Required action
Among the entries below, find how many lines carry the word "then" and state only that figure.

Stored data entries
·····

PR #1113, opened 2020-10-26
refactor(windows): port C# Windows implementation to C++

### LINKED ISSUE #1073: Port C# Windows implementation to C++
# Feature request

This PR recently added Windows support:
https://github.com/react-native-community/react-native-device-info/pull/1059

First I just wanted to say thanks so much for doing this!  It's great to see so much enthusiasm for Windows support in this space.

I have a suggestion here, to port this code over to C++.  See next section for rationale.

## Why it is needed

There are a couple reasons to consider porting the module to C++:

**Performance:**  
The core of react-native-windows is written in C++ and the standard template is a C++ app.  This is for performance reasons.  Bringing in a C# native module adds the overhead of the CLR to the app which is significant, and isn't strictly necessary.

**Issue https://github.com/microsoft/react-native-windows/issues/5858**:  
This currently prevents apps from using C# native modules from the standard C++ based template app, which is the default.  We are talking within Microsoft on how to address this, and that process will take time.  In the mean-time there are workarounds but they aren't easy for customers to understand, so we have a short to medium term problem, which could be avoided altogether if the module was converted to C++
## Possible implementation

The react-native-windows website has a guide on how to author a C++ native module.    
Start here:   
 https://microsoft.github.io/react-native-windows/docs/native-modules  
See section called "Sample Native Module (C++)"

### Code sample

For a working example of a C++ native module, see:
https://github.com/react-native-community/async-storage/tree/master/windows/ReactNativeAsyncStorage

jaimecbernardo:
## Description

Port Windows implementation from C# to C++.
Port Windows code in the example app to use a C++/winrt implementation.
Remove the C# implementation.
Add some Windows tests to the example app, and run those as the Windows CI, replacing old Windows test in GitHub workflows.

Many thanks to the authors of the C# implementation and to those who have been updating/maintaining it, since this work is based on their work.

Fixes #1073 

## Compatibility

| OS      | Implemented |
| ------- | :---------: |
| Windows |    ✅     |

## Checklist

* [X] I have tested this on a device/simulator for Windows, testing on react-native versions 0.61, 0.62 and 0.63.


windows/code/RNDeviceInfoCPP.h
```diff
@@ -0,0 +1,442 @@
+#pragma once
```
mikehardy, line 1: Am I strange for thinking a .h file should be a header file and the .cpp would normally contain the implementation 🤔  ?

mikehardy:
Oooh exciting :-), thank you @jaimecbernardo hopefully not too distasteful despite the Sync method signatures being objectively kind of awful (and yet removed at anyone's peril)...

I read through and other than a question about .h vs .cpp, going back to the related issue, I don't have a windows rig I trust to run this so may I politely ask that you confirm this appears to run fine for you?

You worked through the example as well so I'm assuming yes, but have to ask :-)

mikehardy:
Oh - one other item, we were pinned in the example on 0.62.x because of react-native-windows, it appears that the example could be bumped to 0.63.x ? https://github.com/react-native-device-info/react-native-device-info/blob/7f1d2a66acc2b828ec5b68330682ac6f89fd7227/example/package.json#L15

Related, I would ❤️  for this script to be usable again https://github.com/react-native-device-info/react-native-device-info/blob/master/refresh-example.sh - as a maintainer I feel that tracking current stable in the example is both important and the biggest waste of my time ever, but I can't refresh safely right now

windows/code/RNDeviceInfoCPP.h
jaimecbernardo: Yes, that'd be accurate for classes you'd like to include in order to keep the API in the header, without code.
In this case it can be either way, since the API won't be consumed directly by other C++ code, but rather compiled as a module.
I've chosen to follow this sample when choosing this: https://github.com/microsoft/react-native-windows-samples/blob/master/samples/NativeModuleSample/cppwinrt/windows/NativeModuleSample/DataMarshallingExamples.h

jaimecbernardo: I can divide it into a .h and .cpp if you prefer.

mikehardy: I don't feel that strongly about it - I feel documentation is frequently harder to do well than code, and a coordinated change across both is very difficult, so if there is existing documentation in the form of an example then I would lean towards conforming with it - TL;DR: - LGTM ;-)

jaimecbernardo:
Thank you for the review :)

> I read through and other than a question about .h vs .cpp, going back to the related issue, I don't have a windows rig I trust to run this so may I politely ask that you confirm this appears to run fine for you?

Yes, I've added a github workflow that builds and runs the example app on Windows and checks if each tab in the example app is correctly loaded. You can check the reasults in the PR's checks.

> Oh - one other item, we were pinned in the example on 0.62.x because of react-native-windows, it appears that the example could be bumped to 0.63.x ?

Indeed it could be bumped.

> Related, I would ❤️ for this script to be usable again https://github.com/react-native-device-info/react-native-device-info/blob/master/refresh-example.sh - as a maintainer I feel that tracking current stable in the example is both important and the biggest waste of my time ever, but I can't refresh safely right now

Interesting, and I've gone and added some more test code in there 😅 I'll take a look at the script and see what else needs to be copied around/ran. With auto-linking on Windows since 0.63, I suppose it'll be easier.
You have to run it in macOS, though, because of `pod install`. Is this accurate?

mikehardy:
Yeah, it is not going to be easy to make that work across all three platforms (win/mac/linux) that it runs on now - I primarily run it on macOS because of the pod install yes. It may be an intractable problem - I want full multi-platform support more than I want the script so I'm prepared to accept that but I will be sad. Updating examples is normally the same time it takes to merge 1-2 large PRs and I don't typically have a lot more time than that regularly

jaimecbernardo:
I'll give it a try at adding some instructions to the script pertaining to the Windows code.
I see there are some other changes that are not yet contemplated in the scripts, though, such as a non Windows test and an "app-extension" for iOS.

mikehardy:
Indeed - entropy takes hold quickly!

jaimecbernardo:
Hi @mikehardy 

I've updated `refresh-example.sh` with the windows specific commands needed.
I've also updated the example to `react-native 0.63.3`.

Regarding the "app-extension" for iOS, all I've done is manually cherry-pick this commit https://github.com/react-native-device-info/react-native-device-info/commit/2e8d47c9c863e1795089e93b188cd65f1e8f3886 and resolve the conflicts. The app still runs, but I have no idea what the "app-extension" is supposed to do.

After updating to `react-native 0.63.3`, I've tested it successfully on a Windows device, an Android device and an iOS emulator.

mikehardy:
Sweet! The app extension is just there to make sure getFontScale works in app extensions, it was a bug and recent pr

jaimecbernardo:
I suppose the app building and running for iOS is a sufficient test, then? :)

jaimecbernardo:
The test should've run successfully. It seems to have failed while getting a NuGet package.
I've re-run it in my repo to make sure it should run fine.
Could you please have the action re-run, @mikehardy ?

·····

Exercise response
2